— PROMPT —
The entries must be restated exactly as written.

[Data excerpts]
PR #3557, opened 2015-02-02
(PUP-3632) Update RPM packaging spec for AIO changes

whopper:
This commit updates the RPM packaging specfile for pathing
changes brought in by the all-in-one agent switchover.

### DIFF
--- a/ext/redhat/puppet.spec.erb
+++ b/ext/redhat/puppet.spec.erb
@@ -114,17 +114,18 @@ find examples/ -type f | xargs --no-run-if-empty chmod a-x
 rm -rf %{buildroot}
 ruby install.rb --destdir=%{buildroot} --quick --no-rdoc --sitelibdir=%{puppet_libdir}
 
-install -d -m0755 %{buildroot}%{_sysconfdir}/puppet/environments/example_env/manifests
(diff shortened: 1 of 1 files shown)


ext/redhat/puppet.spec.erb
```diff
@@ -336,8 +338,8 @@ fi
 if [ "$1" -ge 1 ]; then
   # The pidfile changed from 0.25.x to 2.6.x, handle upgrades without leaving
   # the old process running.
-  oldpid="%{_localstatedir}/run/puppet/puppetmasterd.pid"
-  newpid="%{_localstatedir}/run/puppet/master.pid"
+  oldpid="%{_localstatedir}/run/puppetlabs/puppetmasterd.pid"
```
kylog: The oldpid is probably in the same old place?

And do we even need this bit anymore? /cc @haus

haus:
Nothing stands out as crazy. This should work.

ext/redhat/puppet.spec.erb
haus: No, we don't need this anymore.

haus: I don't know how much cleanup we should be doing here.

kylog:
:+1:

PR #3559, opened 2015-02-03
Revert "(PUP-3632) Update paths and defaults for the unified agent layou...

whopper:
Reverts puppetlabs/puppet#3467 until the AIO pipeline is ready to go.


haus:
:+1:

PR #3561, opened 2015-02-03
(PUP-3947) Let infer_set of Hash return a Struct

thallgren:
Changes the infer_set_Hash method so that it returns a PStructType
rather than a PHashType when all keys of the hash are found to be
non empty strings (assignable to String[1]).


hlindberg:
needs a test for the change that fixes the problem of Struct not being assignable to Hash to avoid future regressions

PR #3731, opened 2015-03-18

thallgren:
This pull-request removes the responsibility for formatting the log messages
from the `IssueReporter` and the `ExternalFilerError` classes. Instead,
the formatting is deferred and performed by the `Log.to_s` method (if
such formatting is at all needed).

Some instance variables were added, both to the `ExternalFileError` class
and to the Log class to accommodate detailed information about
issue_code, environment, node, and position.

A new Log destination _'json_file'_ was added. It will not use the
formatted message but instead output all details in a JSON style
Map. Exception backtrace is output as a JSON Array.

### DIFF
--- a/lib/puppet/indirector/catalog/compiler.rb
+++ b/lib/puppet/indirector/catalog/compiler.rb
@@ -89,15 +89,9 @@ class Puppet::Resource::Catalog::Compiler < Puppet::Indirector::Code
 
     benchmark(:notice, str) do
       Puppet::Util::Profiler.profile(str, [:compiler, :compile, node.environment, node.name]) do
-        begin
-          config = Puppet::Parser::Compiler.compile(node)
-        rescue Puppet::Error => detail
-          Puppet.err(detail.to_s) if networked?
-          raise
-        end
+        config = Puppet::Parser::Compiler.compile(node)
       end
     end
-
     config
   end
 
--- a/lib/puppet/util/log.rb
+++ b/lib/puppet/util/log.rb
@@ -80,9 +80,20 @@ class Puppet::Util::Log
   # Create a new log message.  The primary role of this method is to
   # avoid creating log messages below the loglevel.
   def Log.create(hash)
-    raise Puppet::DevError, "Logs require a level" unless hash.include?(:level)
-    raise Puppet::DevError, "Invalid log level #{hash[:level]}" unless @levels.index(hash[:level])
-    @levels.index(hash[:level]) >= @loglevel ? Puppet::Util::Log.new(hash) : nil
+    level = hash[:level]
+    raise Puppet::DevError, "Logs require a level which is a symbol or string" unless level.respond_to? "to_sym"
+
+    level = level.to_sym
+    index = @levels.index(level)
+    raise Puppet::DevError, "Invalid log level #{level}" if index.nil?
+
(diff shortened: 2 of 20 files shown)


cprice404:
Has this been tested with Puppet Server, or has any design work been put into the compatibility with the Puppet Server logging framework?

thallgren:
It has not been tested with Puppet Server but care has been taken to not change the current log output.

lib/puppet/util/log.rb
```diff
@@ -238,44 +249,41 @@ def self.validlevel?(level)
...
   def self.from_data_hash(data)
-    obj = allocate
-    obj.initialize_from_hash(data)
-    obj
+    symkeyed_data = {}
+    data.each_pair { |k,v| symkeyed_data[k.to_sym] = v }
+    new(symkeyed_data)
   end
 
-  attr_accessor :time, :remote, :file, :line, :source
```
hlindberg: was :remote never used? (it is missing in the new version).

lib/puppet/indirector/catalog/compiler.rb
```diff
@@ -89,15 +89,9 @@ def compile(node)
 
     benchmark(:notice, str) do
       Puppet::Util::Profiler.profile(str, [:compiler, :compile, node.environment, node.name]) do
-        begin
-          config = Puppet::Parser::Compiler.compile(node)
-        rescue Puppet::Error => detail
-          Puppet.err(detail.to_s) if networked?
-          raise
-        end
```
hlindberg: where is the above done now? (seems like it logged only if networked (an agent request? or something else?). understand that new version does not catch anything (better), but want to make sure that the implication of not logging if networking is clear.

lib/puppet/util/log.rb
```diff
@@ -18,11 +18,11 @@ class Puppet::Util::Log
   @desttypes = {}
 
   # Create a new destination type.
-  def self.newdesttype(name, options = {}, &block)
+  def self.newdesttype(name, options = {}, parent = nil, &block)
```
hlindberg: so this should be backwards compatible so this logdest works: https://github.com/puppetlabs/puppet-server/blob/master/src/ruby/puppet-server-lib/puppet/server/logger.rb

hlindberg:
this should target the branch 3.8, not master

lib/puppet/util/log.rb
thallgren: I couldn't find any usage of it anywhere in the code.

lib/puppet/indirector/catalog/compiler.rb
thallgren: The only statement within begin/rescue here was a call to `Puppet::Parser::Compile.compile(node)` (the class method). That method will _always_ rescue, log, and re-raise all exceptions. So what this change does is avoiding a duplicate from being logged when networked.

lib/puppet/util/log.rb
thallgren: Yes, it's backward compatible. The only dest_type that make use of this argument at present is the _json_file_ (passes the _file_ as it's parent). All others remain unchanged.

thallgren:
This PR is replaced by [PR-3737](3737) that targets branch 3.8.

— ANSWER FOR THIS EXERCISE —
PR #3557, opened 2015-02-02
(PUP-3632) Update RPM packaging spec for AIO changes

whopper:
This commit updates the RPM packaging specfile for pathing
changes brought in by the all-in-one agent switchover.

### DIFF
--- a/ext/redhat/puppet.spec.erb
+++ b/ext/redhat/puppet.spec.erb
@@ -114,17 +114,18 @@ find examples/ -type f | xargs --no-run-if-empty chmod a-x
 rm -rf %{buildroot}
 ruby install.rb --destdir=%{buildroot} --quick --no-rdoc --sitelibdir=%{puppet_libdir}
 
-install -d -m0755 %{buildroot}%{_sysconfdir}/puppet/environments/example_env/manifests
(diff shortened: 1 of 1 files shown)


ext/redhat/puppet.spec.erb
```diff
@@ -336,8 +338,8 @@ fi
 if [ "$1" -ge 1 ]; then
   # The pidfile changed from 0.25.x to 2.6.x, handle upgrades without leaving
   # the old process running.
-  oldpid="%{_localstatedir}/run/puppet/puppetmasterd.pid"
-  newpid="%{_localstatedir}/run/puppet/master.pid"
+  oldpid="%{_localstatedir}/run/puppetlabs/puppetmasterd.pid"
```
kylog: The oldpid is probably in the same old place?

And do we even need this bit anymore? /cc @haus

haus:
Nothing stands out as crazy. This should work.

ext/redhat/puppet.spec.erb
haus: No, we don't need this anymore.

haus: I don't know how much cleanup we should be doing here.

kylog:
:+1:

PR #3559, opened 2015-02-03
Revert "(PUP-3632) Update paths and defaults for the unified agent layou...

whopper:
Reverts puppetlabs/puppet#3467 until the AIO pipeline is ready to go.


haus:
:+1:

PR #3561, opened 2015-02-03
(PUP-3947) Let infer_set of Hash return a Struct

thallgren:
Changes the infer_set_Hash method so that it returns a PStructType
rather than a PHashType when all keys of the hash are found to be
non empty strings (assignable to String[1]).


hlindberg:
needs a test for the change that fixes the problem of Struct not being assignable to Hash to avoid future regressions

PR #3731, opened 2015-03-18

thallgren:
This pull-request removes the responsibility for formatting the log messages
from the `IssueReporter` and the `ExternalFilerError` classes. Instead,
the formatting is deferred and performed by the `Log.to_s` method (if
such formatting is at all needed).

Some instance variables were added, both to the `ExternalFileError` class
and to the Log class to accommodate detailed information about
issue_code, environment, node, and position.

A new Log destination _'json_file'_ was added. It will not use the
formatted message but instead output all details in a JSON style
Map. Exception backtrace is output as a JSON Array.

### DIFF
--- a/lib/puppet/indirector/catalog/compiler.rb
+++ b/lib/puppet/indirector/catalog/compiler.rb
@@ -89,15 +89,9 @@ class Puppet::Resource::Catalog::Compiler < Puppet::Indirector::Code
 
     benchmark(:notice, str) do
       Puppet::Util::Profiler.profile(str, [:compiler, :compile, node.environment, node.name]) do
-        begin
-          config = Puppet::Parser::Compiler.compile(node)
-        rescue Puppet::Error => detail
-          Puppet.err(detail.to_s) if networked?
-          raise
-        end
+        config = Puppet::Parser::Compiler.compile(node)
       end
     end
-
     config
   end
 
--- a/lib/puppet/util/log.rb
+++ b/lib/puppet/util/log.rb
@@ -80,9 +80,20 @@ class Puppet::Util::Log
   # Create a new log message.  The primary role of this method is to
   # avoid creating log messages below the loglevel.
   def Log.create(hash)
-    raise Puppet::DevError, "Logs require a level" unless hash.include?(:level)
-    raise Puppet::DevError, "Invalid log level #{hash[:level]}" unless @levels.index(hash[:level])
-    @levels.index(hash[:level]) >= @loglevel ? Puppet::Util::Log.new(hash) : nil
+    level = hash[:level]
+    raise Puppet::DevError, "Logs require a level which is a symbol or string" unless level.respond_to? "to_sym"
+
+    level = level.to_sym
+    index = @levels.index(level)
+    raise Puppet::DevError, "Invalid log level #{level}" if index.nil?
+
(diff shortened: 2 of 20 files shown)


cprice404:
Has this been tested with Puppet Server, or has any design work been put into the compatibility with the Puppet Server logging framework?

thallgren:
It has not been tested with Puppet Server but care has been taken to not change the current log output.

lib/puppet/util/log.rb
```diff
@@ -238,44 +249,41 @@ def self.validlevel?(level)
...
   def self.from_data_hash(data)
-    obj = allocate
-    obj.initialize_from_hash(data)
-    obj
+    symkeyed_data = {}
+    data.each_pair { |k,v| symkeyed_data[k.to_sym] = v }
+    new(symkeyed_data)
   end
 
-  attr_accessor :time, :remote, :file, :line, :source
```
hlindberg: was :remote never used? (it is missing in the new version).

lib/puppet/indirector/catalog/compiler.rb
```diff
@@ -89,15 +89,9 @@ def compile(node)
 
     benchmark(:notice, str) do
       Puppet::Util::Profiler.profile(str, [:compiler, :compile, node.environment, node.name]) do
-        begin
-          config = Puppet::Parser::Compiler.compile(node)
-        rescue Puppet::Error => detail
-          Puppet.err(detail.to_s) if networked?
-          raise
-        end
```
hlindberg: where is the above done now? (seems like it logged only if networked (an agent request? or something else?). understand that new version does not catch anything (better), but want to make sure that the implication of not logging if networking is clear.

lib/puppet/util/log.rb
```diff
@@ -18,11 +18,11 @@ class Puppet::Util::Log
   @desttypes = {}
 
   # Create a new destination type.
-  def self.newdesttype(name, options = {}, &block)
+  def self.newdesttype(name, options = {}, parent = nil, &block)
```
hlindberg: so this should be backwards compatible so this logdest works: https://github.com/puppetlabs/puppet-server/blob/master/src/ruby/puppet-server-lib/puppet/server/logger.rb

hlindberg:
this should target the branch 3.8, not master

lib/puppet/util/log.rb
thallgren: I couldn't find any usage of it anywhere in the code.

lib/puppet/indirector/catalog/compiler.rb
thallgren: The only statement within begin/rescue here was a call to `Puppet::Parser::Compile.compile(node)` (the class method). That method will _always_ rescue, log, and re-raise all exceptions. So what this change does is avoiding a duplicate from being logged when networked.

lib/puppet/util/log.rb
thallgren: Yes, it's backward compatible. The only dest_type that make use of this argument at present is the _json_file_ (passes the _file_ as it's parent). All others remain unchanged.

thallgren:
This PR is replaced by [PR-3737](3737) that targets branch 3.8.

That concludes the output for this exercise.